Denn die Schmetterlinge leben froh,
sind stets ohne Qualen sowieso.“
Da sagte Hans: „Nimm doch das letzte Ei! Lass uns zu Schmetterlingen werden!“ Da nahm sie das Ei, zerstörte die Schalen mit ihren Zähnen und sagte:
„Wie die Schalen sind entzwei,
sei nun die alte Hülle vorbei,
wir sollen Schmetterlinge sein,
das wäre doch sehr fein!“
Da wurden die beiden zu Schmetterlingen. Als die Diener in die Lichtung gelangten, suchten sie noch immer nach den Wölfen. Da sie sie aber nicht mehr fanden, beendeten sie nach ein paar Stunden die Suche. Nur ein Diener bemerkte die zwei schönen Schmetterlinge, die die Prinzessin und Hans waren. „Wie unzertrennlich die zwei doch sind!“, sagte er sich und wusste nicht, dass es die zwei Gesuchten waren.
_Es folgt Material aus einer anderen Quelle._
PR #12235, opened 2026-07-16
echo: live feed objects with Obj.update semantics + subscription mutation types

wittjosiah:
## Summary

Feed-backed objects are now **live** — the same contract as automerge-backed objects — and subscription triggers gain real mutation semantics over feeds.

- `Obj.update` synchronously mutates a feed object and notifies subscribers (`Obj.subscribe`/atoms/`useObject`).
- Identity is stable across queries, re-appends, and ref resolution: a query returns the *same* instance you appended, not a fresh decode.
- Updates persist as a background whole-object re-append reusing the object's id; the index collapse-by-id (#12226) does the rest.
- Direct property assignment outside `Obj.update` throws instead of silently mutating in memory (matching the automerge-backed contract).
- **No opt-out.** Feed objects are uniformly live; a non-live fallback would be a sharp API edge.
- `db.add(obj, { to: feed })` is a synchronous alternative to `db.appendToFeed`, confirmed by `db.flush()`.
- Subscription triggers report a real `SubscriptionEvent.type` — `'created' | 'updated' | 'deleted'` (previously the placeholder `'unknown'`) — uniformly for both the space database and feed-scoped queries.

## Key design points

- **`@dxos/echo`** — `makeDecodedEntityLive` rewraps a JSON-decoded entity as a live `TypedReactiveHandler` proxy, reusing the existing backend-agnostic mutation/notification machinery rather than adding a new proxy handler. Live materialization is deliberately *not* inside `objectFromJSON`: the feed handle calls `makeDecodedEntityLive(await objectFromJSON(...))` itself. Also fixed `compactMetadataToInstanceState` choking on the non-configurable `SchemaId`/`TypeId` that `setSchema`/`setTypename` stamp on decoded objects.

- **`@dxos/echo-client`** — new `FeedObjectCore` holds a **single latest-state field plus a version baseline** (not a list of outstanding writes), with an explicit `change → dirty → appended → roundtripped` lifecycle: local state wins until our own append roundtrips (matched by content signature), after which newer remote blocks are adopted. `FeedHandle` is reworked around `#cores` with background flush via `UpdateScheduler` (coalescing N synchronous updates into one append) and `upsertFromJSON` as the single materialization entry point for polling, ref resolution, and index-backed query hydration.

  The version axis is `KEY_QUEUE_POSITION` rather than `insertionId`, which is not currently client-exposed (it lives in the block envelope and is stripped before the object JSON reaches the client; it is also absent on the index-served read path). Concurrent writers across tabs/processes are **last-flush-wins at whole-object granularity** — documented as a known limitation, not papered over.

- **Feed tombstone visibility (`@dxos/index-core`)** — feed deletes surface as queryable tombstones rather than an id-set diff. `Feed.remove` appends a bodyless `{ id, '@deleted': true }` block, and the index previously replaced the object's snapshot wholesale, so the tombstone lost its type and body and dropped out of results entirely. Now `FtsIndex.update` merges a partial block onto the prior snapshot and `EntityMetaIndex.update` preserves the prior row's type/kind/relation-endpoint/parent columns. A `deleted: 'include'` query therefore returns the deleted feed object with type + body intact, so it hydrates as deleted (`Obj.isDeleted === true`).

- **`@dxos/compute` / `@dxos/compute-runtime`** — change detection is **content-signature based** (a canonical sorted-key JSON signature), not `Obj.version`, because feed objects are unversioned — no automerge heads. The dispatcher detects deletes uniformly via `deleted: 'include'` + `Obj.isDeleted` for both sources. There is deliberately **no spec-level mutation-type filter**: `FeedSpec.ignoreUpdates` and the per-trigger delivered-ids state were removed to keep triggers light — gate on `event.type === 'created'` in the runnable instead.

## Notes

- `Feed.getFeedUri` is marked in jsdoc as private-ish and on track for removal.
- `evictFeedHandle` (test-support cache eviction) is public rather than `_`-prefixed: the d.ts pipeline strips *all* `_`-prefixed members, so an underscore name is not callable cross-package at `:build` time.
- The `Database.add` Effect-namespace wrapper intentionally omits the method's `opts` — it is applied point-free (`Effect.forEach(Database.add)`), where a second parameter collides with the iteratee index. `{ to }` lives on the method.

## Follow-ups (deliberately out of scope)

- Partial-object update blocks + field-level LWW merge at the index, and compaction/retention of superseded feed blocks (`Feed.RetentionOptions`).
- Wiring `insertionId` through the codec + index path so the version axis is always present (queue position is null unless `assignQueuePositions` is on).
- A bounded subscription-dedup strategy (TTL / high-water cursor) for the edge dispatcher — `processedVersions` is O(objects ever processed), fine for the process-scoped local dispatcher only.
- Optional `SubscriptionSpec.options.mutationTypes` filter.

## Test plan

- [x] `echo:test` — 469 passed, 9 skipped
- [x] `echo-client:test` — 508 passed, 7 expected fail, 12 skipped, 2 todo
- [x] `echo-client-e2e:test` — 282 passed, 1 expected fail, 7 skipped (includes the "Live updates" suite and a two-client cross-tab race)
- [x] `index-core:test` — 34 passed (tombstone partial-block merge)
- [x] `feed:test` — 19 passed
- [x] `compute:test` — 46 passed
- [x] `compute-runtime:test` — 152 passed, 1 skipped (subscription mutation-type dispatcher)
- [x] Build green across touched packages; lint 0 warnings / 0 errors; `oxfmt --check` clean
- [x] Merged latest `main`

## Changesets

- `feed-live-objects` — `@dxos/echo` minor
- `subscription-trigger-mutation-types` — `@dxos/compute` minor
- `feed-tombstone-body-preserved` — `@dxos/index-core` patch

## Summary by CodeRabbit

* **New Features**
  * Feed-backed objects are now live by default: `Obj.update` mutates synchronously, notifies subscribers, preserves identity across queries and re-appends, and persists in the background; `db.flush()` and feed-handle disposal wait for pending writes.
  * Subscription triggers now report real mutation types: `'created'`, `'updated'`, or `'deleted'`.
  * Deleted feed objects retain their type and body when included in queries.
* **Bug Fixes**
  * Improved feed hydration/reconciliation prevents stale remote updates from overwriting local changes.
  * Direct property assignment on live feed-backed objects now throws.
* **Tests**
  * Added/expanded end-to-end coverage for live updates, coalescing, hydration, retry behavior, and dispose/flush ordering.


dmaretskyi:
add `db.add(object, { to: feed })` as a sync alternative to `db.appendToFeed(object)`, confirmed by `db.flush()`

wittjosiah:
Added `db.add(obj, { to: feed })` in 0b938fc954 — a synchronous alternative to `db.appendToFeed`. It registers the object as a live feed object and schedules the write in the background, returning the same instance immediately; `db.flush()` confirms persistence. Implemented via a new `AddOptions.to` option routing to `FeedHandle.appendSync` (shares the register/optimistic-update path with the async `append`). Covered by two new e2e tests in `feed.test.ts` (sync add + live update, and reload durability).

packages/core/echo/echo-client/src/feed/feed-object-core.ts
```diff
@@ -0,0 +1,260 @@
...
+ * silently diverges from the feed until the next genuinely-newer *positioned* write arrives (or the
+ * object is re-touched). Enabling positions closes this gap; it is not yet the default.
+ */
+export class FeedObjectCore {
+  readonly entity: Entity.Unknown;
+
+  #dirty = false;
+  #deleted = false;
+  #applyingRemote = false;
+  #unsubscribe: (() => void) | undefined;
```
dmaretskyi, line 78: i dont think we need to append all intemittent updates, only the combined final state.

so I'd store a single state field -- the latest json state of the feed.

then a set of versions -- that we can compare according to the feed semantics:

- the version of the block that came back from feed store
- whether the current state is dirty and hasn't been appended
- if the current state is dirty and has been appended, what was the version it was appended at, so we know whether to retain local state or remote state when we get another update from the feed
- the version of latest block we got from feed service


lifecycle

Obj.change -> dirty local -> appended -> roundtripped (came back from service) 

after the local state roundtripped, all future blocks should update state, before that we prefer local dirty state

dmaretskyi: insertionId seems like the best choice to tack versions

packages/core/echo/echo/src/internal/Obj/json-serializer.ts
```diff
@@ -86,7 +94,14 @@ export const objectFromJSON = async (
...
     database,
     parent,
-  }: { refResolver?: RefResolver; uri?: URI.URI; database?: Database.Database; parent?: Obj.Unknown } = {},
+    live,
+  }: {
+    refResolver?: RefResolver;
+    uri?: URI.URI;
+    database?: Database.Database;
+    parent?: Obj.Unknown;
+    live?: boolean;
```
dmaretskyi: seems like it doesn't belong in this function. rather pull it out

packages/core/compute/functions-runtime/src/triggers/feed-delivery-state.ts
```diff
@@ -0,0 +1,43 @@
...
+ * independently-committed write, and a crash between the two would either replay a successful
+ * delivery as `isUpdate: true` or drop a genuine update back to `isUpdate: false`.
+ */
+export const KEY_FEED_DELIVERED_IDS = 'org.dxos.key.local-trigger-dispatcher.feed-delivered-ids';
+
+/**
+ * Reads the set of feed-item ids already delivered to this trigger. Read-only — use
+ * {@link setDeliveredFeedIds} inside an `Obj.update` callback to persist additions.
+ */
+export const getDeliveredFeedIds = (trigger: Obj.Unknown): Set<string> => {
```
dmaretskyi: nononono, this will explode the trigger document. lets keep triggers light and remove the skip updates functionality. reserve that for subscription triggers.

packages/core/echo/echo-client/src/feed/feed-object-core.ts
wittjosiah: Done in c41bfbcd06. Reworked `FeedObjectCore` to hold a single latest-state field (`#state`) plus a version baseline instead of a list of outstanding appends, with an explicit change→dirty→appended→roundtripped lifecycle: we prefer local state until our own append roundtrips (matched by content), then adopt newer remote blocks (whole-object LWW). Appends already coalesce to one combined state, so there's only ever one pending write.

wittjosiah: Used `KEY_QUEUE_POSITION` as the version axis for now: `insertionId` isn't currently exposed to the client — it lives only in the block envelope and is stripped before the object JSON reaches the client (and it's absent on the index-served read path). Wiring it through the codec + index path so it's stamped like the queue position would be a good follow-up to make versioning always-present (position is null unless `assignQueuePositions` is on); left a note in the class doc.

packages/core/echo/echo/src/internal/Obj/json-serializer.ts
wittjosiah: Done in c41bfbcd06 — dropped the `live` option from `objectFromJSON`; the feed handle now calls `makeDecodedEntityLive(await objectFromJSON(...))` itself.

packages/core/compute/functions-runtime/src/triggers/feed-delivery-state.ts
wittjosiah: Done in c41bfbcd06 — removed the skip-updates functionality and the per-trigger delivered-ids state entirely (deleted feed-delivery-state.ts), and reverted `FeedEvent.isUpdate` / `FeedSpec.ignoreUpdates` and the dispatcher feed-branch changes. Triggers stay light; new-vs-update is left to subscription triggers.

dmaretskyi:
I've pushed a spec for subscription trigger support for feeds. impl it

wittjosiah:
On it — implementing the subscription-trigger-for-feeds spec. Starting with the feed-deletion-visibility spike (step 1) since it gates the delete path.

wittjosiah:
Implemented the subscription-trigger-for-feeds spec (835160b9b9).

- `SubscriptionEvent.type` is now `'created' | 'updated' | 'deleted'` (SubscriptionMutationType), replacing the `'unknown'` placeholder.
- Added `Trigger.specSubscriptionFromFeed(feed, filter?, options?)` — builds a feed-scoped subscription so create/update/delete semantics apply to feed items.
- Test matrix: database × {created, updated, deleted, no-op, delete→re-create}, feed × {created, updated, deleted, filtered}, plus a `subject` dereference test; un-skipped the no-op idempotency test. All green (105 in trigger-dispatcher.test.ts; assistant-toolkit/compute unaffected).

Two deviations from the spec, both driven by the spike (details in the plan doc's new 'Implementation notes'):

1. **Change detection is content-signature based, not `Obj.version`.** Feed-backed live objects are unversioned (no automerge heads), so version comparison never sees a feed re-append as an update. A canonical JSON signature works uniformly for both sources. This also fixed the previously-skipped DB no-op test.
2. **Feed deletes use the id-set diff.** The spike showed `Feed.remove` leaves no queryable tombstone (`deleted:'include'` returns nothing for a removed feed item), so feed-scoped deletes are detected by diffing seen ids vs the live set. The database source keeps the precise `deleted:'include'` + `Obj.isDeleted` path; an object merely falling out of the filter predicate is not reported as deleted (per the plan's default).

Flag on the content-signature choice since it replaces the `processedVersions`/`Obj.version` mechanism you specced — happy to revisit if you'd prefer version for DB + a separate feed path, but the unified signature is simpler and the only thing that actually detects feed updates.

packages/core/compute/compute/src/Trigger.ts
```diff
@@ -95,6 +96,22 @@ export const specSubscription = (
     : undefined,
 });
 
+/**
+ * Construct a Subscription trigger spec scoped to a feed, so subscription semantics
+ * (created/updated/deleted mutations) apply to feed items rather than the space database.
+ *
+ * The feed must be persisted (added to the database) so its queue URI is resolvable.
+ */
+export const specSubscriptionFromFeed = (
```
dmaretskyi: first of, Feed.getFeedUri is a private-ish api, thats on track to be removed -- mark it jsdoc as such

second, we dont need this new `specSubscriptionFromFeed`, since Trigger.specSubscription(Query.select(...).from(Scope.feed(feed)))) is perfectly usable

delete new helper and use the specSubscription

packages/core/compute/compute-runtime/src/triggers/trigger-dispatcher.ts
```diff
@@ -686,39 +694,70 @@ class TriggerDispatcherImpl implements Context.Tag.Service<TriggerDispatcher> {
                 ),
               );
               invariant(state.state?._tag === 'subscription');
+              const processedVersions = state.state.processedVersions;
```
dmaretskyi, line 701: its okay for local dispatcher, but edge should use something that doesn't turn into O(number_of_object_ever_processed). -- add a comment

packages/core/compute/functions-runtime/src/triggers/trigger-dispatcher.ts
```diff
@@ -686,39 +694,70 @@ class TriggerDispatcherImpl implements Context.Tag.Service<TriggerDispatcher> {
...
+                invocations.push(yield* fire(type, object.id, Obj.getURI(object)));
+                (processedVersions as Record<string, string>)[object.id] = currentSignature;
                 updated = true;
               }
 
+              // Feed removals leave no visible tombstone (unlike the database source), so detect
+              // deletes by diffing previously-seen ids against the current live result set. Only for
+              // feed-scoped queries: for the database source a real tombstone is authoritative and an
+              // object merely falling out of the filter predicate must not be reported as deleted.
+              if (feedScoped) {
```
dmaretskyi: feed objects absolutely leave tombstones. they are also indexed the same way. if this is a query deficiecy, we should address it upstream

packages/core/compute/compute/src/Trigger.ts
wittjosiah: Done in 1cac62f067. Marked `Feed.getFeedUri` jsdoc as private-ish / on-track-for-removal (with a `TODO(dmaretskyi)`), and removed `specSubscriptionFromFeed` — the tests now build feed-scoped subscriptions inline via `specSubscription(Query.select(...).from(Scope.feed(...)))`.

packages/core/compute/compute-runtime/src/triggers/trigger-dispatcher.ts
wittjosiah: Done in 1cac62f067 — added a comment noting `processedVersions` is O(objects ever processed), which is fine for the process-scoped local dispatcher but needs a bounded strategy (TTL / high-water-mark cursor) on the edge.

packages/core/compute/functions-runtime/src/triggers/trigger-dispatcher.ts
wittjosiah: You're right — fixed upstream in 1cac62f067. A `Feed.remove` appends a bodyless `{ id, "@deleted": true }` block, and the index was replacing the object's snapshot wholesale, so the tombstone lost its type/body: the client couldn't hydrate it (`Obj.fromJSON` needs `@type`) and it dropped out of results entirely. Now:

- `FtsIndex.update` merges a partial (bodyless) block onto the prior snapshot instead of replacing it, and `EntityMetaIndex.update` preserves the prior row's type/kind/relation/parent columns for such a block. A `deleted: 'include'` query returns the deleted feed object with type + body intact, so it hydrates as a deleted object (`Obj.isDeleted === true`).
- The dispatcher now drops the feed id-set diff entirely and detects deletes uniformly via `deleted: 'include'` + `Obj.isDeleted` for both the database and feed sources.

PR #218, opened 2019-03-08
fix: Plumb program-based subscriptions

CriesofCarrots:


module.flow.js
```diff
@@ -76,6 +76,11 @@ declare module '@solana/web3.js' {
       callback: AccountChangeCallback,
     ): number;
     removeAccountChangeListener(id: number): Promise<void>;
+    onProgramAccountChange(
+      programIdL PublicKey,
```
mvines: looks like a typeo here, unfortunately we don't currently test module.flow.js in CI and rely on downstream packages to notify of bustage 🙃

CriesofCarrots: 😝

CriesofCarrots:
@mvines I didn't realize the jest update would be critical for this PR passing CI. If you want us to merge that first and then have me rebase this, just let me know

mvines:
Na just land it all here.

CriesofCarrots:
@mvines , this good to go, then?

PR #290, opened 2019-04-23
feat: add getSlotLeader()/getClusterNodes()

mvines:
cc: https://github.com/solana-labs/solana/pull/3940


mvines:
NB: CI is expected to fail until the solana docker image is updated with the implementation for these new JSON RPC methods

PR #321, opened 2019-05-24
Update transaction wire format, toward credit-only accounts

CriesofCarrots:
Also:
- Add preliminary handling for designating credit-only accounts (currently, solana handles credit-only accounts the same as credit-debit accounts; more tweaking may be needed here when this changes)
- Repair work to get CI passing again


CriesofCarrots:
These test failures only happen when run against localnet (using docker edge image of solana), not when run against a local solana cluster started manually with `.run.sh`.
Will examine more after next solana docker publish...

src/transaction.js
```diff
@@ -109,7 +113,7 @@ export class Transaction {
   /**
    * A recent transaction id.  Must be populated by the caller
    */
-  recentBlockhash: ?Blockhash;
+  recentBlockhash: Blockhash;
```
mvines: `Blockhash|null` perhaps?  There won't always be a value here I think

mvines:
Looks great overall.  Man WASM/Rust would be nice one day :)

CriesofCarrots:
@mvines , okay to merge?
Sorry it ended up to be such a motley collection of commits...
Incidentally, it looks like example-tictactoe and example-messagefeed will both need to run on `dist: xenial` in order to successfully build bpf in CI. Not sure if that will have any negative ramifications.

mvines:
Awesome, thanks!
I don't see any issue with switching the two examples over to xenial

PR #342, opened 2019-06-12
Add binding for getEpochVoteAccounts

mvines:


mvines:
Will fail until https://github.com/solana-labs/solana/pull/4663 lands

Der Anblick der zwei unzertrennlichen Schmetterlinge verwunderte ihn aber nicht. Dann kehrten die Diener zum König zurück. Dieser begann sich mit der Zeit aber große Sorgen zu machen. Je länger er nichts mehr von seiner Tochter hörte, desto geringer wurde sein Zorn und desto größer wurde sein Kummer. Eines Tages ging eine recht junge Frau in den Wald, wo die zu Schmetterlingen Verwandelten lebten. Als die Frau die beiden fand, sagte sie:
„Nun sei es vorbei
mit der Zauberei!“
Da bekamen die Schmetterlinge ihre frühere Gestalt zurück. Die beiden erschraken und die Prinzessin fragte: „Wer bist du?“ Da antwortete die Frau: „Ich war einst die Küchenmagd, die euch geholfen hat. Weil ich zum ersten Mal ganz ohne Eigennutz anderen half, durfte ich meine frühere Gestalt zurückerhalten. Nun will ich euch noch einmal helfen. Wenn ihr in die Burg zurückkehren wollt, müsst ihr sehen, ob der König euch noch zürnt. Wenn ihr Greifvögel über der Burg seht, dann sollt ihr sie nicht betreten. Fliegt ein schöner, friedlicher Vogel über der Burg, könnt ihr getrost hinein! Nun werde ich nichts mehr zaubern und niemandem mehr helfen können. Lebt wohl!“ Die beiden bedankten sich vielmals und gingen zur Burg. Sie sahen aber einen Geier über der Burg. Da blieben sie die Nacht im nächsten Dorf. Am nächsten Tag gingen sie wieder zur Burg und sahen einen Falken, einen Greifvogel, über der Burg. So blieben sie noch eine Nacht im nächsten Dorf. Am Tag darauf gingen sie noch einmal zur Burg und sahen eine schneeweißen Taube über der Burg fliegen. So wussten sie, dass sie hineinkonnten, denn der Zorn des Königs war nun vollends verflogen. Dieser freute sich, als er seine Tochter sah, und auch den Jungen. Er sprach: „Ich war zu streng und habe euch zu hart gestraft. Der Liebe darf ich mich nicht widersetzen, denn sie ist höher als meine Regeln. Sie hat größere Gesetze als ich.“ Der König ernannte Hans zum Herzog und ein Jahr später ließ er die beiden heiraten. So wurde aus dem einstigen Küchenjungen ein König. Die Prinzessin, die zur Königin gekrönt wurde, war nun glücklich in der Burg und sie lebte mit ihrem Gemahl glücklich bis an ihr Ende.